When I was in grade three I noticed that the children around me sang with a subtle British accent. This was strange because none of us had British accents otherwise, but somehow, when we sang in music class, our vowels would warp until we became distinctly...British.
I was probably sensitized to this because I was listening to Pink Floyd's "The Wall" at the time, which contains that "Hey teacher" children's chorus on "Another Brick in the Wall." THOSE kids sounded British too, but they actually WERE British, and I'd somehow picked up on the fact that when WE sang, WE sounded like THEM.
Around this time my father started insisting that us Southern Ontario people didn't HAVE accents; he believed -- and still believes -- that we have become the lowest common denominator of English speech, a mix of all possible accents together until we don't HAVE one anymore. He justifies this by claiming that when people sing they always sound like US, and therefore singing must somehow REMOVE accents, resulting (I suppose) in some sort of pure, undiluted English.

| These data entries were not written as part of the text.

PR #132, opened 2021-05-14
Search service simplification

nate998877:
## What does this PR do?
Simplifies the autocomplete service by calling a function for each service, similar to changes made in PD-7025.

## Notes to Reviewer
queryParams is passed with all of the requests, which it previously didn't do (only one of them used it). There doesn't seem to be any side effects of doing this as the backend ignores everything not relevant to the request. 

## Document Changes
N/A


src/services/search.js
```diff
@@ -129,11 +107,10 @@ export function parseRouteSearchInput(route) {
         clone(route.query),
         clone(route.params),
         (queryValue, paramValue) => {
-            if(paramValue && queryValue){
+            if (paramValue && queryValue) {
```
surgiie, line 110: This function has been removed in latest qc.

surgiie (changes requested):

src/services/search.js
```diff
@@ -62,61 +62,39 @@ export function commuteSearchService(input, config) {
...
-    static async get(q, queryParams = {}) {
-        let params = {
-            q: q,
-            ...queryParams,
+async function autoCompleteService(endpoint, q, queryParams = {}) {
+    let params = {
+        q,
+        ...queryParams,
+    }
+    try {
```
surgiie, line 70: I think this try catch should be removed, imo error/catch handling should be done wherever this is used.

`autocompleteService(....).catch(...)`

surgiie (changes requested):

PR #144, opened 2021-07-09
Revert "remove post request from apiService"

surgiie:
Change of plan to make testing locally easier, we will be making POST only available in local/minikube env.


src/config.js
```diff
@@ -1,3 +1,3 @@
-const config = require("./configs/frontdoor.js")
+const config = require("./configs/militaryExample.js")
```
nate998877, line 1: Can we potentially .gitignore these files or have some rule on when they can be committed?

nate998877 (approved):

jeremytubbs (approved):

PR #146, opened 2021-07-13
[PD-7257] autocomplete exact quotes

jeremytubbs:
## What does this PR do?
Adds `exactMatch` prop to autocomplete input to wrap selected value in quotes for exact match queries.


surgiie (approved):
Looks good to me.

PR #147, opened 2021-07-13
Always use production search api as endpoint unless using minikube.

surgiie:
## What does this PR do?
When testing locally, it is super confusing to see 404s on job detail pages. This is caused when testing local, the code hits search api in qc which hits qc solr and that is several days/weeks behind production so those jobs are never present and it leads to confusion. 

It also makes sense to make sure what you test locally is also what will work when you push to production.


darrint (approved):
I am very much ok with this.

jeremytubbs (approved):

PR #152, opened 2021-09-07
removed class logic

nate998877:
## What does this PR do?
removes unnecessary class logic from search services.


src/services/search.js
```diff
@@ -81,34 +81,26 @@ async function autoCompleteService(endpoint, params) {
...
 }
 
-export class TitleCompleteService {
-    static get(q, queryParams = {}) {
-        let params = {
-            q,
-            ...queryParams,
-        }
-        return autoCompleteService("v1/complete/title", params)
+export function TitleCompleteService(q, queryParams = {}) {
```
surgiie, line 84: Change these to camel case.

surgiie (changes requested):

PR #155, opened 2021-09-10
military base map component

surgiie:
## What does this PR do?
* Consolidate military base map example into a microsite-js component.

Use https://github.com/DirectEmployers/microsites-search-api/pull/266 for testing.


src/components/Search/Maps/MilitaryBaseMap.vue
```diff
@@ -0,0 +1,262 @@
...
+                .then(r => {
+                    this.bases = r.data
+                })
+                .catch(e => {
+                    this.status.error = e
+                })
+                .finally(() => {
+                    this.status.loading = false
+                })
+        },
```
nate998877, line 232: If you search for each branch individually or sort bases by branch you can avoid re-doing a search every time you toggle a branch. Only re-do the search when non-branch filter options change.

surgiie:
Closing to do some more work per PR feedback

nate998877 (approved):

jeremytubbs (changes requested):
This works the opposite of how I would expect it... I think it should be a single selection not a multiple selection. 
Currently selecting a filter option removes it from the map, I think it should select that one and remove all others from the map. We can discuss with RR today.

nate998877 (approved):

jeremytubbs (approved):

PR #159, opened 2021-09-27
[PD-7461] - job detail lighthouse

jeremytubbs:
## What does this PR do?
Component changes to be moved to site-template for job detail pages. 
- uses router methods beforeRouteUpdate and beforeRouteEnter to load job json from s3 before page load
- change .env files to not be git ignored
- switching configs requires updating the s3 folder in .env if we want job detail pages to work
- removes jobDetail and jobExpired
- adds a footer so we can see CLS

## Notes to Reviewer
This is only updating the job detail page.. it does not update the search page which will eventually use the same demo searchForm.


.env.production
```diff
@@ -0,0 +1,2 @@
+GRIDSOME_USE_MINIKUBE=false
```
surgiie, line 1: This repo doesnt deploy, doesnt seem like we need this file?

src/components/ApplyButton.vue
```diff
@@ -0,0 +1,79 @@
...
+        getUtmParams() {
+            try {
+                return JSON.parse(sessionStorage.getItem(UTM_KEY))
+            } catch {
+                return {}
+            }
+        },
+        getViewSource() {
+            try {
+                return {vs: sessionStorage.getItem("vs")}
```
surgiie, line 41: The `"~/services/storage"` service contains a `VS_KEY` constant you can utilize here.

src/mixins/formatLocationParam.js
```diff
@@ -0,0 +1,53 @@
+import {capitalize, words} from "lodash"
+
+export default {
```
surgiie, line 3: For the most part im okay with this mixin. 

However i have some slight concerns about opening up the door for code repetition.

Personally i think combining this mixin and and the moc one into a `~/mixins/formatRouteParams.js` seems like a good improvement cause they both duplicate the `isSlug` function.

Secondly, im not sure i like that it enforces the component utilizing it to have a `this.formData` property. IMO changing the `formatLocationParam` to accept the location as an argument would allow reuse of the function/mixin outside of the search form. So it could compute the formatted value and then it is not explicitly meant for the search form component only, it could be used for other components. For example it can be used in another component to format the location active filter/chip  on listing or job detail pages that have active filters.

src/mixins/searchForm.js
```diff
@@ -0,0 +1,62 @@
...
+}
+
+export default {
+    mixins: [formatLocationParam, formatMocParam],
+    data() {
+        return {
+            formData: defaultFormData,
+        }
+    },
+    created() {
```
surgiie, line 20: The created and watch function have  the same logic, only difference is the the object being used to update the data. You can reduce the duplication here by extracting this logic to a  function that accepts the data to use to set the form data, ie:

```js
created(){
    this.initData({...this.$route.query, ...this.$route.params})
},
watch:{
    $route(newData){
        this.initData({...newData.query, ...newData.params})
    },
},
methods:{
   ...
   initData(routeData){ // or whatever you feel is name appropriate
       this.setDefaultFormData()
       this.updateFormData(routeData)
       this.formatLocationParam()
       this.formatMocParam()
  
   }
}

```

src/templates/Job.vue
```diff
@@ -1,38 +1,101 @@
...
+            meta: [
+                {rel: "preconnect", href: "https://microsites.dejobs.org/"},
+            ],
+        }
+    },
+    computed: {
+        jsonLd() {
+            return JSON.stringify(this.isExpired ? this.expiredSchema : this.schema)
+        },
+        schema() {
```
surgiie, line 65: This schema is pretty much the same on every site. We could wrap this into a exportable function if we wanted? 

So from Zarif's end: 

`getJobSchemaData(job, customData)`

This just merges this default with anything custom RR passes in?

src/mixins/searchForm.js
```diff
@@ -0,0 +1,62 @@
...
+        },
+        updateFormData(routeData) {
+            if (!isEmpty(routeData)) {
+                this.formData = this.mergeObjects(this.formData, routeData)
+            }
+        },
+        setDefaultFormData() {
+            this.formData = defaultFormData
+        },
+        mergeObjects(obj1, obj2) {
```
surgiie, line 55: This function name is confusing for what the function actually does:

image

This function overwrites key/values in object 1 that were set in object 2 key and throws away/doesnt merge keys in object 2 if they dont exist in object 1. `mergeSameKeysInto(src, from)` or something different would make it more clear what this does?

surgiie (changes requested):
Made some comments about changes, most of them can be left for another PR as they are picky/code cleanup, ive documented them in the review for future reference.

src/mixins/searchForm.js
jeremytubbs: not sure what to rename this.. ignoring for now

src/templates/Job.vue
jeremytubbs: not sure.. I am going to leave it outside of our code so it is easy to change.

surgiie (approved):

PR #163, opened 2021-10-04
[PD-7387][PD-7475] single search components

nate998877:
## What does this PR do?
These Components are direct copies from the microsites-template repo.

## Notes to Reviewer
I added no styling or anything beyond minimal functionality. Feedback on this is appreciated

## Document Changes
TODO


src/components/Form/AppMilitaryBaseSingleForm.vue
```diff
@@ -0,0 +1,47 @@
...
+        />
+        <input type="submit" value="submit">
+    </form>
+</template>
+
+<script>
+import AppAutocompleteInput from "~/components/Form/AppAutocompleteInput"
+import { MilitaryCompleteService } from "~/services/search"
+
+const Base = {base:""}
```
surgiie, line 23: shouldnt this be lowercase?

surgiie (changes requested):
Remove `Single` and `App` from component names. As we are working on cleaning up microsite-js, i think the general consensus is that we only need to prefix `App` at import time, and the file name itself doesnt have to contain `App` in its name, simplifying the file name a bit.

surgiie:
Im also a bit unsure as to why these need to exist in microsite-js. These are custom forms that should and can be implemented on Zarif's end.

surgiie:
I know theses are just demo components, but if we can avoid adding extra files to this repo, i would prefer that. That said, i think you can honestly make this generic enough to be 1 component by accepting the name of the input and query to use for autocomplete, then just bind `$attrs` to the autocomplete input to add all the input specific attributes to the input element. Something like: 

```js
<template>
    <form @submit.prevent="search">
        <AppAutocompleteInput
            v-model="input"
            v-bind="$attrs"
            :query="query"
        />
        <input type="submit" value="submit">
    </form>
</template>

<script>
import AppAutocompleteInput from "~/components/Form/AppAutocompleteInput"

export default {
    inheritAttrs: false,
    props:{
        query: Function,
    },
    components: {
        AppAutocompleteInput,
    },

    data() {
        return {
            input: ""
        }
    },
    methods: {
        search() {
            this.$router
                .push({
                    path: "/jobs",
                    query: {[this.name]: this.input},
                })
                .catch((e) => {})
        },
    }
}

</script>
```

Then you can just re use for each query type:

```js
<AppAutocompleteForm
    :query="MOCCompleteService"
    name="moc"
    placeholder="Search by moc"
    ....
>
</AppAutocomplete>

```

surgiie (approved):

PR #221, opened 2015-08-26
Add the imagej2_shadows tool.

gregvonkuster:


tools/image_processing/imagej2/imagej2_shadows/imagej2_shadows.xml
```diff
@@ -0,0 +1,56 @@
+<?xml version='1.0' encoding='UTF-8'?>
+<tool id="imagej2_shadows" name="Add shadow effect" version="@WRAPPER_VERSION@.0">
+    <description>to images with ImageJ2</description>
```
bgruening: Greg, what do think should be mention ImageJ in the description of every tool?

bgruening:
:+1:

tools/image_processing/imagej2/imagej2_shadows/imagej2_shadows.xml
gregvonkuster: @bgruening This is another one of this items I've wondered about.  I put the "with ImageJ2" string in the initial few tools to make more visible what the wrapper is based on, and, of course, it has just snowballed.  I would happily eliminate this string from all tools though if you think it would be better.

bgruening: I guess we will install them into a category, called ImageJ, so this does not need to be part of the description. But I'm also not sure.

gregvonkuster: @bgruening The fact that we've both questioned whether it is necessary is a sign, I think, that it should be removed.  So I'll remove it in my next PR.  ;)

PR #224, opened 2015-08-27
marking duplicates and optionally output split reads and/or discordan…

AGoepfert:
…t pairs


AGoepfert:
Here are the installation steps for tool_dependencies:
Installation

samblaster is self contained and therefore has no installation dependencies beyond g++ and make.

samblaster can be downloaded from the releases tab or manually downloaded via git clone. Afterwards, simply use make and copy samblaster to a directory in your path. For example:

git clone git://github.com/GregoryFaust/samblaster.git
cd samblaster
make
cp samblaster /usr/local/bin/.

bgruening:
I already added this here: https://github.com/bgruening/galaxytools/blob/master/tools/samblaster/tool_dependencies.xml

Thanks!

AGoepfert:
ah - sry!! that is great

PR #226, opened 2015-08-27
Add the imagej2_smooth, imagej2_sharpen and imagej2_find_edges tools,

gregvonkuster:
and eliminate the use of the "with ImageJ2" string in several tool
config description tags.


bgruening:
What a fast turnaround!

PR #228, opened 2015-08-31
Add the imagej2_enhance_contrast tool.

gregvonkuster:


gregvonkuster:
@bgruening I've come up with an approach in the 2nd commit on this PR that eliminates the need for image metadata enhancements in Galaxy for this tool.  I have similar changes to the imagej2_find_maxima tool that I'll submit as a separate PR.  I'll then submit a PR for yet another tool that also uses this approach.  This approach ensures the tools will not have to be changed even if we add enhancements for image metadata into Galaxy at some point.

bgruening:
Ha, great!

PR #230, opened 2015-09-03
Change the imagej2_find_maxima tool to ignore features only used with

gregvonkuster:
RGB images if the input image is not RGB.  This eliminates the use of
the conditional in the original implementation, simplifying the tool
interface.


gregvonkuster:
@bgruening here's the change to the imagej2_find_maxima tool.  ;)

bgruening:
:beer:

PR #231, opened 2015-09-03
Add the imagej2_math_tool.

gregvonkuster:
@bgruening This tool is pretty cool!  ;)  I'll leave you alone after this.  Hope all is going exceptional well for you!


tools/image_processing/imagej2/imagej2_math/jython_script.py
```diff
@@ -0,0 +1,78 @@
...
+    elif operation == 'Max':
+        # Max does not work without using the ImageProcessor.
+        image_processor_copy.max( float_constant )
+    elif operation == 'Abs':
+        if bit_depth not in [ 16, 32 ]:
+            # Convert the image to 32-bit.
+            IJ.run( input_image_plus_copy, "32-bit", "" )
+            IJ.run( input_image_plus_copy, new_operation, "" )
+    elif operation == 'Reciprocal':
+        if bit_depth != 32:
```
bgruening: is the check for 16 bit missing here?

tools/image_processing/imagej2/imagej2_math/jython_script.py
```diff
@@ -0,0 +1,78 @@
...
+        # Min does not work without using the ImageProcessor.
+        image_processor_copy.min( float_constant )
+    elif operation == 'Max':
+        # Max does not work without using the ImageProcessor.
+        image_processor_copy.max( float_constant )
+    elif operation == 'Abs':
+        if bit_depth not in [ 16, 32 ]:
+            # Convert the image to 32-bit.
+            IJ.run( input_image_plus_copy, "32-bit", "" )
+            IJ.run( input_image_plus_copy, new_operation, "" )
```
bgruening: Greg, what happens if this condition is not satisfied, than the operation is not applied?

tools/image_processing/imagej2/imagej2_math/jython_script.py
gregvonkuster: No, this particular option is only applicable to 32-bit, while the other applies to both 16-bit unsigned as well as 32-bit.

tools/image_processing/imagej2/imagej2_math/jython_script.py
gregvonkuster: The ImageJ2 docs make this statement, which I've included in the tool form: This option works only with 32-bit or signed 16-bit images.  When using Fiji, selecting this option for an image that is not 16-bit or 32-bit displays an error message and the user must manually change the image to one of these types.  Using this Galaxy tool the image ia automatically changed to a 32-bit image, which is explained on the tool form.  Changing the image in this way does noting more than changing the bit depth so that it can work for this option.  I think making this automat is a better approach than even Fiji uses.  But with Fiji everything happens in the same session" (i.e., the image is not loaded and saved for each tool run like with Galaxy.  So it is easy for the user to manually change the image type to 32-bit and then execute this option.

bgruening: Got it! Thanks!

bgruening:
Thanks Greg, not sure what you mean you will leave, but I hope you referring to holidays :)

gregvonkuster:
@bgruening I just meant I won't bug you with a pull request for a bit longer now!  I know you are busy, so this is all I'll bug you with at least for the rest of today!!  ;)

As a child I could never put my objections to this theory into words, but now I suspect that my father was analyzing a certain subset of music, probably bands subsequent to the British Invasion. And it's true, when you listen to bands from England during that period -- Led Zeppelin, say -- many of them DON'T sound British.
But something I realized while listening to my classmates sing was that singing is not something "pure" that releases us from our speech patterns...at the very least it is just another type of affectation. If Julie Andrews could sing in a Cockney accent during "My Fair Lady" even though she wasn't actually British, it's obvious that a British singer could sound North American in exactly the same way...which stands to reason, considering many of those British Invasion bands were emulating American blues and skiffle musicians, and many of them craved acceptance on the Billboard charts.
If you listen to a British band that is NOT trying to be self-consciously American, however, you hear a very thick accent. It might not sound EXACTLY regional -- because, as I said, singing involves affectation and imitation just as much as any other activity does -- but a band like "The Pipettes" certainly doesn't sound like they come from Southern Ontario, that's for sure.
None of this explains why us little Canadian kids sounded British when we sang, however, but I've noticed that it isn't just children who do this...a subset of Canadian artists sound self-consciously British when they sing. Maybe, as kids, we were imitating British new wave bands? Maybe it just seemed like the best way to sing? Or maybe there's some germ of British inflection that comes out when we let our guard down?